- ACTIVITY -
Please give back only the lines below from the one containing "The current space" to the one containing "This incorrect Unicode", each repeated word for word, both ends included.

(Collected data)
::::::::
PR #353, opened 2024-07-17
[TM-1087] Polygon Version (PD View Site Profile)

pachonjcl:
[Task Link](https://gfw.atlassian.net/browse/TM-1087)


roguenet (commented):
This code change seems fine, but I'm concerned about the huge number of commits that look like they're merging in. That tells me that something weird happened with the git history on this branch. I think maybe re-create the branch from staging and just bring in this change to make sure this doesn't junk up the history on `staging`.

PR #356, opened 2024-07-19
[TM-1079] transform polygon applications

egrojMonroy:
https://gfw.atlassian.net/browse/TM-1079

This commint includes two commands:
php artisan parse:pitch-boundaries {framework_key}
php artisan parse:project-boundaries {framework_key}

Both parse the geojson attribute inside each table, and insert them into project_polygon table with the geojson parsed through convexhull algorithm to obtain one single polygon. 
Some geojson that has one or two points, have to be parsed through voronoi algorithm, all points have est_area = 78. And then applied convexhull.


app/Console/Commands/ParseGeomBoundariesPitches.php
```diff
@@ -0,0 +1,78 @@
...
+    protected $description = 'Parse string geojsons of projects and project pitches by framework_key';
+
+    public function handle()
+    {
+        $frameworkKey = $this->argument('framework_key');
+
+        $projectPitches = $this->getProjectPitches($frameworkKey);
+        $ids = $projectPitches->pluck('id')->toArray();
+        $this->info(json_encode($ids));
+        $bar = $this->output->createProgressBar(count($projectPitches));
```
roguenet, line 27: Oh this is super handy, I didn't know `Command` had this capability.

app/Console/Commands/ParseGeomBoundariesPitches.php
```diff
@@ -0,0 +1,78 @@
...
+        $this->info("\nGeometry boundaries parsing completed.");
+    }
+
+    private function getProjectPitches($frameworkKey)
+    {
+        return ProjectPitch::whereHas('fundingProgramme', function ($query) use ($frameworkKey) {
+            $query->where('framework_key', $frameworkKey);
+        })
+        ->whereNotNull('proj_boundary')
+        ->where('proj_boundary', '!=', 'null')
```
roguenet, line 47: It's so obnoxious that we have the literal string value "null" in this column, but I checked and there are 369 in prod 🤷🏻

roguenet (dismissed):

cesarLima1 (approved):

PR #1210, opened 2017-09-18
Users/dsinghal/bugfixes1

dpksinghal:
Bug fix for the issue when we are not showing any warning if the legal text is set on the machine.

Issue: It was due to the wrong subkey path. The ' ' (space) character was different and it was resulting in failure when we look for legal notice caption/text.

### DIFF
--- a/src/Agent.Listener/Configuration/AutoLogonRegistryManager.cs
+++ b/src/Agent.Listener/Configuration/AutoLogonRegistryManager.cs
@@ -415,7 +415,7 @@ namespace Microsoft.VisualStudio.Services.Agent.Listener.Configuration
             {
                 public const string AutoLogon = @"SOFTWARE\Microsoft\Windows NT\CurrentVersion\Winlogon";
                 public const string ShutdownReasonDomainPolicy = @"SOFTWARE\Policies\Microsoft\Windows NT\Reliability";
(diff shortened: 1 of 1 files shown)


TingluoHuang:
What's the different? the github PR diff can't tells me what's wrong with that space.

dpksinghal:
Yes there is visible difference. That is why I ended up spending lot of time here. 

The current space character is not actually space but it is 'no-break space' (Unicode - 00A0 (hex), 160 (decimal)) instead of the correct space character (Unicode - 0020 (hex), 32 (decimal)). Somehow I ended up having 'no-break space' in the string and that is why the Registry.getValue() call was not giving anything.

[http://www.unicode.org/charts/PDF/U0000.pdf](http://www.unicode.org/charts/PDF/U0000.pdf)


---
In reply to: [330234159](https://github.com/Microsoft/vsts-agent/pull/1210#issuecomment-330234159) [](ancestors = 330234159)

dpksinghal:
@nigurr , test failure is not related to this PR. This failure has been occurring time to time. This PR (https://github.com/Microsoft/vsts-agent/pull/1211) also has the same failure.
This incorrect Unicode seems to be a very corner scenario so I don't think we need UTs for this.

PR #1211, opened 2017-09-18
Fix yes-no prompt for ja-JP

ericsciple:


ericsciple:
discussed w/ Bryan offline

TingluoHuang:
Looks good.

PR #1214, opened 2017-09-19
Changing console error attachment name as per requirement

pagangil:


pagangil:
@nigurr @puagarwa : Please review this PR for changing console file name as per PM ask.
::::::::
- SOLUTION -
The current space character is not actually space but it is 'no-break space' (Unicode - 00A0 (hex), 160 (decimal)) instead of the correct space character (Unicode - 0020 (hex), 32 (decimal)). Somehow I ended up having 'no-break space' in the string and that is why the Registry.getValue() call was not giving anything.

[http://www.unicode.org/charts/PDF/U0000.pdf](http://www.unicode.org/charts/PDF/U0000.pdf)


---
In reply to: [330234159](https://github.com/Microsoft/vsts-agent/pull/1210#issuecomment-330234159) [](ancestors = 330234159)

dpksinghal:
@nigurr , test failure is not related to this PR. This failure has been occurring time to time. This PR (https://github.com/Microsoft/vsts-agent/pull/1211) also has the same failure.
This incorrect Unicode seems to be a very corner scenario so I don't think we need UTs for this.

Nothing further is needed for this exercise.